The Apocalypse for 8, the Apocalypse for Silence | Teen Ink

The Apocalypse for 8, the Apocalypse for Silence

March 31, 2021
By maygong SILVER, Wellesley, Massachusetts
maygong SILVER, Wellesley, Massachusetts
8 articles 2 photos 0 comments

Favorite Quote:
Every dream has a tomorrow, and every tomorrow has a dream.

Remember their names,

Soon Chung Park, who was 74

Hyun Jung Grant, who was 51

Suncha Kim, who was 69

Yang Ae Yue, who was 63

Delaina Ashley Yaun, who was 33

Paul Andre Michels, who was 54

Xiaojie Tan, who was 49

Daoyou Feng, who was 44


Their lives —

not extraordinary nor glorious,

but satisfactorily simple and joyous enough —

were brought to an abrupt end,

by the cruel and reckless bullet

that ripped through their heads, hearts and stomachs

and tore them with hate.


Years ago,

most of them had came to the United States

hopefully and gratefully,

in search for a better and brighter life.

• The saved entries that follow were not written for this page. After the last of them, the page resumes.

PR #379, opened 2021-02-24
Cancelled appointments making queue look overbooked fix

jcarrigan2:
This PR is pretty straightforward--we don't want to include cancelled appointments when calculating the number of appointments already scheduled. However, I do have one question:

After I wrote the query, I poked around to see how other pages got their appointments from the DB, and I found `appointmentDataPickerService.js` calls `/server/api/appointments/getTimes.php?action=getAppointments&...`, but there is only `getAppointmentTimes` in `getTimes.php`. `getAppointmentTimes` still uses the parameters passed by the service call (`year` and `appointmentType`, but how does this work? `getTimes.php` doesn't have the conventional switch statement, so is `getAppointmentTimes` on line 11 just called irrespective of the function included in the data service's `$http.get` string?

Either way, this function actually looks like it has the same cancel check as I included in `sites.php`. The same is true for `getAppointments` in `/server/queue/queue.php`.

Both `queue.php` and `/server/management/appointments/appointments.php` have a `getAppointments` function in its switch statement--my guess is the code for `getAppointmentTimes` in `getTimes.php` was copied over to `getTimes.php`, or the function was renamed.

Unlike `queue.php` and `getTimes.php`, in `appointments.php` the cancelled status of the appointment is not filtered on, which is good--admins should still be able to see cancelled appointments on that page. All that is to say I don't think this change in `sites.php` will have any unintended consequences.

### DIFF
--- a/components/appointmentPicker/appointmentPickerDataService.js
+++ b/components/appointmentPicker/appointmentPickerDataService.js
@@ -3,8 +3,9 @@ define('appointmentPickerDataService', [], function($http) {
 	function appointmentPickerDataService($http) {
 		return {
 			loadAllAppointments: function(year, appointmentType = "residential") {
+				// Is this able to call anything? I only see getAppointmentTimes in getTimes.php
 				return $http.get(`/server/api/appointments/getTimes.php?action=getAppointments&year=${year}&appointmentType=${appointmentType}`).then(function(response){
-					return response.data;
+					return response.data; 
 				},function(error){
 					return null;
 				});
--- a/components/appointmentPicker/appointmentPickerDataService.js
+++ b/components/appointmentPicker/appointmentPickerDataService.js
@@ -3,8 +3,7 @@ define('appointmentPickerDataService', [], function($http) {
 	function appointmentPickerDataService($http) {
 		return {
 			loadAllAppointments: function(year, appointmentType = "residential") {
-				// Is this able to call anything? I only see getAppointmentTimes in getTimes.php
-				return $http.get(`/server/api/appointments/getTimes.php?action=getAppointments&year=${year}&appointmentType=${appointmentType}`).then(function(response){
+				return $http.get(`/server/api/appointments/getTimes.php?year=${year}&appointmentType=${appointmentType}`).then(function(response){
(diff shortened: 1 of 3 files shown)


components/appointmentPicker/appointmentPickerDataService.js
```diff
@@ -3,8 +3,9 @@ define('appointmentPickerDataService', [], function($http) {
 	function appointmentPickerDataService($http) {
 		return {
 			loadAllAppointments: function(year, appointmentType = "residential") {
+				// Is this able to call anything? I only see getAppointmentTimes in getTimes.php
```
MatthewMeacham, line 6: Yah, so the `getTimes.php` file is a little special. It only has one action (unlike other files where there's multiple, so you have to specify it). Since there's only one, we don't do the switch statement and just call the method outright (like you noted, it's at `getTimes.php` line 11).

So to answer your question, this line works. But yah the `action=getAppointments` is likely the result of a copy-paste mistake and could be removed.

server/management/sites/sites.php
```diff
@@ -82,7 +82,9 @@ function getAppointmentTimesForSite($siteId, $year = null) {
 		FROM AppointmentTime
 		JOIN AppointmentType ON AppointmentTime.appointmentTypeId = AppointmentType.appointmentTypeId
 		LEFT JOIN Appointment ON AppointmentTime.appointmentTimeId = Appointment.appointmentTimeId
+        LEFT JOIN ServicedAppointment ON Appointment.appointmentId = ServicedAppointment.appointmentId
 		WHERE siteId = ?
+			AND (cancelled IS NULL OR cancelled = FALSE)
```
MatthewMeacham, line 87: Ohhh I see, the appointment times weren't _actually_ overbooked, they just appeared to be cuz the number e were reporting on the "Sites Management" page was wrong?

MatthewMeacham (approved):
LGTM

server/management/sites/sites.php
jcarrigan2: Yep

MatthewMeacham (approved):
👍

Earning only a handful of dollars,

they either washed the dishes until the skin on their hands cracked,

or were hung in midair to wipe the windows of skyscrapers bit by bit

until it seemed like there was no glass in between.

They could clearly see the inside — 

the life they didn’t even dare to dream of.

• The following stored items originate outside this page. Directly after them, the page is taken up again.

PR #380, opened 2021-03-08
Add international info to queue

jcarrigan2:
This PR:
- adds visa and appointmentType to the queue page (notably is always shown, even if null, unlike others--should I make it uniform, and if so, which do you think would be best?)
- adds info to the front page for the IRS review this week (kind of hides the signup, but that's still available from the nav bar, and this should prob get pushed through for now for the IRS)
- fixes the bug that wouldn't allow clients to sign up for a certain appointmentTime slot if the only appointments that existed for that slot were all cancelled. (More info in the Slack)

### DIFF
--- a/index.php
+++ b/index.php
@@ -128,7 +128,7 @@ return readfile($documentRoot . $path);
 			</div>
 		</div>
 
-		<div class="dcf-bleed unl-bg-lighter-gray">
+		<div class="dcf-bleed unl-bg-light-gray">
 			<div class="dcf-wrapper">
 				<div class="dcf-grid-halves@md dcf-pt-8 dcf-pb-8">
 					<div>
@@ -138,6 +138,40 @@ return readfile($documentRoot . $path);
 						The UNL Tax Credit Campaign prepares tax returns for low-income, working families and students for free.
 						It is sponsored by the University of Nebraska&ndash;Lincoln's Center for Civic Engagement in conjunction
 						with the Lincoln EITC Coalition.
+					</div>
+				</div>
+			</div>
+		</div>
+
+		<div class="dcf-bleed unl-bg-lighter-gray">
+			<div class="dcf-wrapper">
+				<div class="dcf-grid-halves@md dcf-pt-8 dcf-pb-8">
+					<div>
+						<h2>How does Volunteer Income Tax Assistance (VITA) Program Protect My Civil Rights?</h2>
+					</div>
+					<div>
+						In accordance with federal law and the Department of the Treasury – Internal Revenue Service policy,
+						discrimination against taxpayers on the basis of race, color, national origin (including limited
+						English proficiency), disability, sex (in education programs or activities), age or reprisal is
+						prohibited in programs and activities receiving federal financial assistance. Each and every
+						taxpayer has a set of fundamental rights they should be aware of when dealing with the IRS. Explore
+						your rights and our obligations to protect them.
+						<br><br>The Right to Be Informed
+						<br>The Right to Quality Service
+						<br>The Right to Pay No More than the Correct Amount of Tax
+						<br>The Right to Challenge the IRS’s Position and Be Heard
+						<br>The Right to Appeal an IRS Decision in an Independent Forum
+						<br>The Right to Finality
+						<br>The Right to Privacy
+						<br>The Right to Confidentiality
+						<br>The Right to Retain Representation
+						<br>The Right to a Fair and Just Tax System
+						<br><br>Your Civil Rights are Protected:
+						<br><a href="https://www.irs.gov/pub/irs-pdf/p4053esp.pdf">https://www.irs.gov/pub/irs-pdf/p4053esp.pdf</a>
+						<br><a href="https://www.irs.gov/pub/irs-pdf/p4053csp.pdf">https://www.irs.gov/pub/irs-pdf/p4053csp.pdf</a>
+						<br>
+						<br><br>Taxpayer Bill of Rights:
+						<br><a href="https://www.irs.gov/pub/irs-pdf/p5169.pdf">https://www.irs.gov/pub/irs-pdf/p5169.pdf</a>
 					</div>
 				</div>
 			</div>
--- a/queue/queue.php
+++ b/queue/queue.php
@@ -127,7 +127,7 @@
 			<div ng-cloak>
 				<span><b>Visa Type:</b> {{(selectedAppointment.visa || "None").trim()}}</span>
 			</div>
-			<div ng-if="selectedAppointment.appointmentType != null" ng-cloak>
+			<div ng-cloak>
 				<span><b>Appointment Type:</b> {{selectedAppointment.appointmentType}}</span>
 			</div>
 		</div>
--- a/queue/queue.php
+++ b/queue/queue.php
@@ -124,6 +124,12 @@
 			<div ng-if="selectedAppointment.phoneNumber != null" ng-cloak>
 				<span><b>Phone Number:</b> {{selectedAppointment.phoneNumber}}</span>
 			</div>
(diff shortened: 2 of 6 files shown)


index.php
```diff
@@ -143,6 +143,40 @@ function wdnInclude($path)
...
+						<br>The Right to Privacy
+						<br>The Right to Confidentiality
+						<br>The Right to Retain Representation
+						<br>The Right to a Fair and Just Tax System
+						<br><br>Your Civil Rights are Protected:
+						<br><a href="https://www.irs.gov/pub/irs-pdf/p4053esp.pdf">https://www.irs.gov/pub/irs-pdf/p4053esp.pdf</a>
+						<br><a href="https://www.irs.gov/pub/irs-pdf/p4053csp.pdf">https://www.irs.gov/pub/irs-pdf/p4053csp.pdf</a>
+						<br>
+						<br><br>Taxpayer Bill of Rights:
+						<br><a href="https://www.irs.gov/pub/irs-pdf/p5169.pdf">https://www.irs.gov/pub/irs-pdf/p5169.pdf</a>
```
MatthewMeacham, line 174: These might look better as an unordered list `<ul>`, but maybe not idk

queue/queue.php
```diff
@@ -124,6 +124,12 @@ class="dcf-w-100% dcf-input-text"
 			<div ng-if="selectedAppointment.phoneNumber != null" ng-cloak>
 				<span><b>Phone Number:</b> {{selectedAppointment.phoneNumber}}</span>
 			</div>
+			<div ng-cloak>
+				<span><b>Visa Type:</b> {{(selectedAppointment.visa || "None").trim()}}</span>
+			</div>
+			<div ng-if="selectedAppointment.appointmentType != null" ng-cloak>
```
MatthewMeacham, line 130: FWIW I don't think `appointmentType` would every be `null`

server/api/appointments/getTimes.php
```diff
@@ -45,7 +45,8 @@ function getAppointmentTimesFromDatabase($year, $after, $appointmentType) {
 	GLOBAL $DB_CONN;
 
 	$query = 'SELECT apt.appointmentTimeId, apt.siteId, s.title, DATE(scheduledTime) AS scheduledDate,
-		TIME(scheduledTime) AS scheduledTime, COUNT(DISTINCT a.appointmentId) AS numberOfAppointmentsAlreadyScheduled,
+		TIME(scheduledTime) AS scheduledTime,
+		SUM(IF(a.appointmentId IS NOT NULL AND (sa.cancelled IS NULL OR sa.cancelled = FALSE),1,0)) AS numberOfAppointmentsAlreadyScheduled,
```
MatthewMeacham, line 49: Good catch on this

server/queue/queue.php
```diff
@@ -39,24 +39,32 @@ function getAppointments($date, $siteId) {
...
 		$canViewClientInformation = $USER->hasPermission('view_client_information');
 
-		$query = 'SELECT Appointment.appointmentId, TIME_FORMAT(AppointmentTime.scheduledTime, "%l:%i %p") AS scheduledTime, 
+		$query = 'SELECT t1.appointmentId, TIME_FORMAT(AppointmentTime.scheduledTime, "%l:%i %p") AS scheduledTime, 
 					firstName, lastName, timeIn, timeReturnedPapers, timeAppointmentStarted, timeAppointmentEnded, 
 					completed, cancelled, language, Client.clientId, 
 					(DATE_ADD(AppointmentTime.scheduledTime, INTERVAL 30 MINUTE) < NOW() AND timeIn IS NULL) AS noShow,
-					(AppointmentTime.scheduledTime < Appointment.createdAt) AS walkIn ';
+					(AppointmentTime.scheduledTime < t1.createdAt) AS walkIn , appointmentType.name as appointmentType,
+					t2.visa';
```
MatthewMeacham, line 47: I think you need a space after `visa`, so it should be `t2.visa `. We need the space b/c if we don't append the phoneNumber/emailAddress, we go straight to `FROM Appointment ...` and we need a space b/w the `visa` and `FROM`

You can also remove the space after `AS walkIn` above now

server/queue/queue.php
```diff
@@ -39,24 +39,32 @@ function getAppointments($date, $siteId) {
...
+		$query .= 'FROM Appointment t1
+					LEFT JOIN ServicedAppointment ON t1.appointmentId = ServicedAppointment.appointmentId
+					JOIN Client ON t1.clientId = Client.clientId
+					JOIN AppointmentTime ON t1.appointmentTimeId = AppointmentTime.appointmentTimeId
+					JOIN AppointmentType ON AppointmentTime.appointmentTypeId = AppointmentType.appointmentTypeId
+					LEFT JOIN
+					(SELECT Answer.appointmentId, Answer.questionId, PossibleAnswer.text as visa
+					FROM Answer
+					JOIN PossibleAnswer ON Answer.possibleAnswerId = PossibleAnswer.possibleAnswerId
+					WHERE questionId = 3
```
MatthewMeacham, line 60: I'd prefer you use the lookupName that (I think?) exists in the question table. You'd probably need another sub-query here to find the corresponding id. There's probably precedent for this somewhere else in the codebase.

server/queue/queue.php
```diff
@@ -39,24 +39,32 @@ function getAppointments($date, $siteId) {
...
-					LEFT JOIN ServicedAppointment ON Appointment.appointmentId = ServicedAppointment.appointmentId
-					JOIN Client ON Appointment.clientId = Client.clientId
-					JOIN AppointmentTime ON Appointment.appointmentTimeId = AppointmentTime.appointmentTimeId
-				WHERE DATE(AppointmentTime.scheduledTime) = ?
-					AND AppointmentTime.siteId = ?
-					AND (cancelled IS NULL OR cancelled = FALSE)
-					AND (completed IS NULL OR completed != FALSE)
-					AND Appointment.archived = FALSE
-				ORDER BY AppointmentTime.scheduledTime, firstName, lastName';
+		$query .= 'FROM Appointment t1
```
MatthewMeacham, line 51: I think I'd personally leave this as `Appointment` rather than aliasing it, and then call `t2` the `Answers` or something, idk

server/queue/queue.php
```diff
@@ -39,24 +39,32 @@ function getAppointments($date, $siteId) {
 	try {
 		$canViewClientInformation = $USER->hasPermission('view_client_information');
```
MatthewMeacham, line 40: Don't you want this information showing on the appointment management page too? This is in the queue rn which is good, but I figured we'd want it in the appointment management page too since I think that's more often used to view appointment info?

MatthewMeacham (approved):
LGTM. A few nits that could be taken care of in a different PR

server/queue/queue.php
MatthewMeacham: @jcarrigan2 Actually this one probably needs to be changed before this PR can merge

queue/queue.php
jcarrigan2: Yup, removed the ng-if

server/queue/queue.php
jcarrigan2: Changed it

server/queue/queue.php
jcarrigan2: Yeah, totally right. Probably frustrating for you to add the lookupName only for me to query by ID, sorry. I added that.

server/queue/queue.php
jcarrigan2: Did that, called it VisaAnswer

server/queue/queue.php
jcarrigan2: Good point, I will look into adding that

So close, but never reachable.


Even so —

humble and low as they were —

they never relaxed a bit

working for the better lives they hoped for, 

and for the dollars that would buy their children some bread.

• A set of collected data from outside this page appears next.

PR #390, opened 2022-01-14
Login fix

jcarrigan2:
Changes include:

- An old fix for a navigation bar bug that didn't show logged-in users the Queue and Management tabs, perhaps due to a browser update. This merge has been waiting on the confirmation from admin I got today that it resolved the problem on their end. Testable simply by logging in and out, and confirming the navigation bar behaves appropriately.
- Script for populating this year's appointment times. Testing instructions for this can be found below.
- Adding a front-facing cancel/reschedule page to make the feature more transparent/accessible.
- Preventing a client from signing up for another appointment if they have an existing future, uncancelled appointment. If they attempt to sign up with the same first and last name as an existing future, uncancelled appointment, they will be redirected to the new cancel/reschedule page. Tested with different names and appointment types. It is not meant to stop a client hellbent on double signing up, since that would be very difficult to do without having clients create authenticated accounts.
- Directed all Azure storage to one folder, and all email confirmations to one account rather than site-specific email addresses. This is due to decreased virtual appointment volume. I tested this with two appointment types, and the results can be seen in our Azure storage account. If you want to try yourself, you can use the instructions on PR#366.
- Allowing clients to choose between virtual or in-person appointments. I have tested this simply by toggling and then signing up.

To test the DB script:

1. I populated the dev DB's sites table using the following:

`INSERT into
	vita.site (
		title, address, phoneNumber, createdBy, lastModifiedBy
	)
values
	('test1', 'address1', '1234567890', 1, 1),
	('test2', 'address2', '1234567890', 1, 1),
	('test3', 'address3', '1234567890', 1, 1),
	('test4', 'address4', '1234567890', 1, 1),
	('test5', 'address5', '1234567890', 1, 1),
	('test6', 'address6', '1234567890', 1, 1),
	('test7', 'address7', '1234567890', 1, 1),
	('test9', 'address8', '1234567890', 1, 1),
	('test9', 'address9', '1234567890', 1, 1),
	('test10', 'address10', '1234567890', 1, 1);`

2. Logged in using `siteadmin@test.test` and password `test`
3. Changed the ID on lines 8 and 516 (in `insertSite()`) of the script to the value 5 (for the above credentials)
4. Cleared the .htaccess files in `/server/scripts` (NOT in `/server`)
5. Changed all the `dataAlreadyInserted` values to false and uncommented the helper functions
6.  Navigated to this script by entering the directory in my browser's bar
7. Looked for the `SUCCESS` message, then confirmed the appointment entries with the Site Management page!


server/storeAppointment.php
```diff
@@ -165,4 +166,35 @@ function getClientInformationForAppointmentId($appointmentId) {
...
+		// uses same cancelled logic from getTimes.php : getAppointmentTimesFromDatabase()
+		$query = 'SELECT
+			SUM(IF(apt.appointmentId IS NOT NULL AND (sa.cancelled IS NULL OR sa.cancelled = FALSE), 1, 0)) AS numberExistingAppointments
+			FROM vita.appointment apt
+			LEFT JOIN client ON apt.clientId = client.clientId
+			LEFT JOIN servicedappointment sa ON apt.appointmentId = sa.appointmentId
+			LEFT JOIN appointmenttime at on apt.appointmentTimeId = at.appointmentTimeId
+			WHERE firstName = ? AND lastName = ?
+			AND scheduledTime >= NOW()
+			GROUP BY firstName, lastName';
```
MatthewMeacham, line 187: What's with the group by?

cancel/index.php
```diff
@@ -0,0 +1,142 @@
...
+	</div>
+	<div class="dcf-main-content dcf-wrapper">
+		<!-- TemplateBeginEditable name="maincontentarea" -->
+		<div class="dcf-bleed">
+			<div class="dcf-wrapper dcf-pb-8">
+				<p>If you have been redirected to this page, it may be because you have attempted to
+					schedule an appointment even though you have a future appointment already scheduled.
+					Unfortunately VITA Lincoln has limited capacity, so we cannot reserve multiple
+					appointments for individuals. To help us serve as much of the Lincoln community
+					as possible, we kindly ask you to cancel or reschedule your currently scheduled appointment.
```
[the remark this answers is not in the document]
MatthewMeacham: Hm I see now that starting with "It looks like you already have an appointment scheduled." doesn't make any sense if they got to this page via the navbar. I do think the first sentence could be cleaned up a bit, but my suggestion doesn't hold

signup/signupController.js
```diff
@@ -106,19 +110,41 @@ define('signupController', [], function() {
...
-				if (typeof response !== 'undefined' && response && response.success){
-					document.body.scrollTop = document.documentElement.scrollTop = 0;
-					$scope.appointmentId = response.appointmentId;
-					$scope.successMessage = $sce.trustAsHtml(response.message);
+			const firstName = $scope.data.firstName || '';
+			const lastName = $scope.data.lastName || '';
+			SignupService.getExistingClientAppointments(firstName, lastName).then((response) => {
+				if (typeof response !== 'undefined' && response && response.success) {
+					// response.numberExistingAppointments === false when query is empty because none exist
+					if(response.numberExistingAppointments === false || response.numberExistingAppointments['numberExistingAppointments'] === '0') {
```
MatthewMeacham, line 118: Should maybe do this `=== false` on the BE and convert it to a zero. Also, does this really return a stringified number? It doesn't just return `0`?

signup/signupController.js
```diff
@@ -106,19 +110,41 @@ define('signupController', [], function() {
...
+						$scope.hasExistingAppointment = false;
+					} else {
+						$scope.hasExistingAppointment = true;
+					}
```
MatthewMeacham, line 122: The above suggestion will simplify this code even more, but it can be simplified as written too:
```suggestion
					// response.numberExistingAppointments === false when query is empty because none exist
					$scope.hasExistingAppointment = response.numberExistingAppointments !== false && response.numberExistingAppointments['numberExistingAppointments'] !== '0';
```

signup/signupController.js
```diff
@@ -106,19 +110,41 @@ define('signupController', [], function() {
...
 
-					// Send the confirmation email
-					if ($scope.data.email != null && $scope.data.email.length > 0) {
-						$scope.emailConfirmation();
+					// Only allow the client to sign up for an appointment if they don't currently have any uncancelled appointments
```
MatthewMeacham, line 124: Are we worried about denying people with the same name? Do we have any evidence that that doesn't happen?

signup/signupController.js
```diff
@@ -5,6 +5,10 @@ define('signupController', [], function() {
 		$scope.sharedProperties = sharedPropertiesService.getSharedProperties();
 		$scope.successMessage = null;
 		$scope.appointmentId = null; // The id of the client's appointment once they successfully sign up
+		$scope.hasExistingAppointment = null;
```
MatthewMeacham, line 8: Does this actually need to be in `$scope`? It seems like it's only used in the sign-up method

signup/signupController.js
```diff
@@ -106,19 +110,41 @@ define('signupController', [], function() {
...
-						$scope.emailConfirmation();
+					// Only allow the client to sign up for an appointment if they don't currently have any uncancelled appointments
+					if(!$scope.hasExistingAppointment) {
+						SignupService.storeAppointments(data).then((response) => {
+							if (typeof response !== 'undefined' && response && response.success){
+								document.body.scrollTop = document.documentElement.scrollTop = 0;
+								$scope.appointmentId = response.appointmentId;
+								$scope.successMessage = $sce.trustAsHtml(response.message);
+		
+								// Send the confirmation email
```
MatthewMeacham, line 132: Should we start requiring email--unsure if we still have clients w/o email addresses? The new "Cancel/Reschedule Appointment" page's instructions don't make much sense unless the person actually had an email

signup/signupController.js
```diff
@@ -106,19 +110,41 @@ define('signupController', [], function() {
...
+						$scope.hasExistingAppointment = false;
+					} else {
+						$scope.hasExistingAppointment = true;
+					}
 
-					// Send the confirmation email
-					if ($scope.data.email != null && $scope.data.email.length > 0) {
-						$scope.emailConfirmation();
+					// Only allow the client to sign up for an appointment if they don't currently have any uncancelled appointments
+					if(!$scope.hasExistingAppointment) {
```
MatthewMeacham, line 125: This code might read cleaner if you invert some of these ifs (just have to make sure you `return` in this inversion), i.e.
```javascript
if ($scope.hasExistingAppointment) {
    NotificationUtilities.giveNotice('Failure', "You may not sign up for an appointment if you already have an existing one.", false);
    window.location.replace("../cancel/index.php");
    return;
}

// Normal sign-up logic
```

signup/signupController.js
```diff
@@ -106,19 +110,41 @@ define('signupController', [], function() {
...
+								// Send the confirmation email
+								if ($scope.data.email != null && $scope.data.email.length > 0) {
+									$scope.emailConfirmation();
+								}
+							} else {
+								NotificationUtilities.giveNotice('Failure', 'There was an error on the server while storing your appointment. Please refresh the page in a few minutes and try again.', false);
+							}
+						});
+					} else {
+						// TODO finExistingAppoitnment has already thrown an error, do we need that one?
```
MatthewMeacham, line 141: Idk what this comment means

volunteer/index.php
```diff
@@ -105,7 +107,19 @@ function wdnInclude($path)
 		<!-- TemplateBeginEditable name="maincontentarea" -->
 		<div class="dcf-bleed">
 			<div class="dcf-wrapper dcf-pb-8">
-				<p>This page isn't quite ready. Check back later for updates!</p>
+			<p>Children living in poverty need your help. The American Rescue Plan of 2021 has increased the dollar amount of
+			 child tax credits and set the income limit to $0. There are 38,000 non-filers in Nebraska which include 9.600
```
MatthewMeacham, line 111: Comma instead of `.`?
```suggestion
			 child tax credits and set the income limit to $0. There are 38,000 non-filers in Nebraska which include 9,600
```

MatthewMeacham (commented):
Some minor comments, but overall LGTM

cancel/index.php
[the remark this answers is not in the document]
jcarrigan2: Right, this page has a couple different hats. I do like your suggestion would look and read. I'll give it a second thought!

signup/signupController.js
jcarrigan2: You are right, I initially had it here but I ended up throwing all into the storeAppointment method to make the async stuff simpler lol. This $scope variable is a relic of my inexperienced attempts at implementing this functionality. I think it makes sense to move that to a variable!

signup/signupController.js
jcarrigan2: This is a great point--I figured less tech-literate clients would be able to email the address, but they might not have an email! And the phone number is buried at the bottom of the page. I'll bring this up to Dr. Moody for her judgement.

cancel/index.php
```diff
@@ -0,0 +1,142 @@
...
+					<br><br>
+					<b>To cancel or reschedule a previously scheduled appointment, you must find your
+					confirmation email titled "VITA Appointment Confirmation".</b> At the bottom of the email,
+					under the bolded title "Rescheduling or Cancelling your Appointment", you will find a link
+					to rechedule or cancel your appointment.<b> There is no other way to reschedule or cancel an appointment.</b>
```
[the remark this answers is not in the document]
jcarrigan2: lol I don't think so, I was just trying to be clear that the site itself didn't provide any cancellation or rescheduling functionality. Too strong? haha

index.php
```diff
@@ -32,8 +34,10 @@ function wdnInclude($path)
 <div class="dcf-d-flex dcf-flex-wrap dcf-ai-center dcf-wrapper dcf-pt-3 dcf-pb-3 dcf-bold dcf-txt-decor-none unl-font-sans unl-cream" style="background-color: #007197;">
 	<span class="dcf-txt-xs">
 		<span class="dcf-d-inline-block dcf-mt-2 dcf-mb-2 dcf-mr-4">
-			In response to COVID-19, all Lincoln VITA tax appointments will be conducted virtually. 
-			You may schedule a virtual appointment under the 'Need Assistance' tab. The virtual site will be taking appointments through Thursday, April 8th.
+			In response to COVID-19 and local health requirements, Lincoln VITA will be holding face-to-face
+			return preparation in 2022. In addition, Lincoln VITA will have their virtual site (remote preparation)
+			and Facilitated Self Assistance (FSA) available. You may schedule a virtual appointment under the
+			'Need Assistance' tab. The scheduling site will open in mid-January.
```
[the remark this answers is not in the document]
jcarrigan2: This looks great, they sent me some text and I swapped it without much thought. Thanks for the suggestion, I sent it to them!

signup/signupController.js
jcarrigan2: Yeah, this is much better. I changed it and I'll test it out

signup/signupController.js
jcarrigan2: Sometimes I get a bit turned around on when to write a new error message vs. when to use the one returned from the service.

jcarrigan2:
I replaced the inverted if and tested client 1 with existing appt, client 2 with a past appt, and client 2 again with their newly scheduled appointment. All worked as expected! And it looks a lot better too, thanks.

Being targeted for their race,

was what they were eventually rewarded with

by this land of their love and hope.


The small bullet shattered their bodies,

along with their sincere and naive hopes;

It shattered their families

and our hearts.

Most of all,

it shattered Asian dignity.


They think we’re the model minority

who’d rather stay silent than start up “troubles”,

but now it’s time to tell the world 

that we play the role no more,

and that we will start up the trouble for them

as a result of them trampling over our dignity.

Being humble and tolerant is always our virtue,

it is never a sign that says we’re weak.

The author's comments:

Hate towards Asian has been an always-existing but unaddressed problem in our society, and now it's our time to fight against racial injustice with our own power.